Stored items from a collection
********************

PR #728, opened 2023-02-16
capf: Refactor to complete on key, use cache

### LINKED ISSUE #660: Refactor `citar-capf`
I think `citar-capf` is going to need some more extensive changes. Currently it just saves the active bibliographies whenever `citar-capf` is loaded and then never updates them. But we also can't update it every time `capf` is called. We'll need to do something a little more involved so it's reasonably fast but also updates when the bibliiographies change (and respects the buffer's local bibliographies).

_Originally posted by @roshanshariff in https://github.com/emacs-citar/citar/issues/653#issuecomment-1186612775_

bdarcus:
Change the capf so completion is on the citekey, and add an annotation.

Close #660

------

image

IUC (and it's possible I don't), this addresses the limitations that @roshanshariff noted [here](https://github.com/emacs-citar/citar/issues/660#issuecomment-1419377554), and that @mclearc referenced.

The candidates are drawn from `citar-get-entries`.

I'm not 100% sure on the UX (completing on citekeys), though my hunch is this makes more sense.

### DIFF
--- a/citar-capf.el
+++ b/citar-capf.el
@@ -25,27 +25,10 @@
 ;; Declare function from citar
 (declare-function citar--completion-table "citar") ;; pending cache revisions
 
-;; Define vars for capf
-(defvar citar-capf--candidates
-  (or (citar--format-candidates)
-      (user-error "No bibliography set"))
-  "Completion candidates for `citar-capf'.")
-
-(defvar citar-capf--properties
-  (list :exit-function #'citar-capf--exit
-        :exclusive 'no)
-  "Completion extra properties for `citar-capf'.")
-
-;; Define exit function
-(defun citar-capf--exit (str _status)
-  "Return key for STR from CANDIDATES hash."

********************

• [AIM OF THE TASK] Each record above has to be repeated word for word.

• [EXPECTED ANSWER]
PR #728, opened 2023-02-16
capf: Refactor to complete on key, use cache

### LINKED ISSUE #660: Refactor `citar-capf`
I think `citar-capf` is going to need some more extensive changes. Currently it just saves the active bibliographies whenever `citar-capf` is loaded and then never updates them. But we also can't update it every time `capf` is called. We'll need to do something a little more involved so it's reasonably fast but also updates when the bibliiographies change (and respects the buffer's local bibliographies).

_Originally posted by @roshanshariff in https://github.com/emacs-citar/citar/issues/653#issuecomment-1186612775_

bdarcus:
Change the capf so completion is on the citekey, and add an annotation.

Close #660

------

image

IUC (and it's possible I don't), this addresses the limitations that @roshanshariff noted [here](https://github.com/emacs-citar/citar/issues/660#issuecomment-1419377554), and that @mclearc referenced.

The candidates are drawn from `citar-get-entries`.

I'm not 100% sure on the UX (completing on citekeys), though my hunch is this makes more sense.

### DIFF
--- a/citar-capf.el
+++ b/citar-capf.el
@@ -25,27 +25,10 @@
 ;; Declare function from citar
 (declare-function citar--completion-table "citar") ;; pending cache revisions
 
-;; Define vars for capf
-(defvar citar-capf--candidates
-  (or (citar--format-candidates)
-      (user-error "No bibliography set"))
-  "Completion candidates for `citar-capf'.")
-
-(defvar citar-capf--properties
-  (list :exit-function #'citar-capf--exit
-        :exclusive 'no)
-  "Completion extra properties for `citar-capf'.")
-
-;; Define exit function
-(defun citar-capf--exit (str _status)
-  "Return key for STR from CANDIDATES hash."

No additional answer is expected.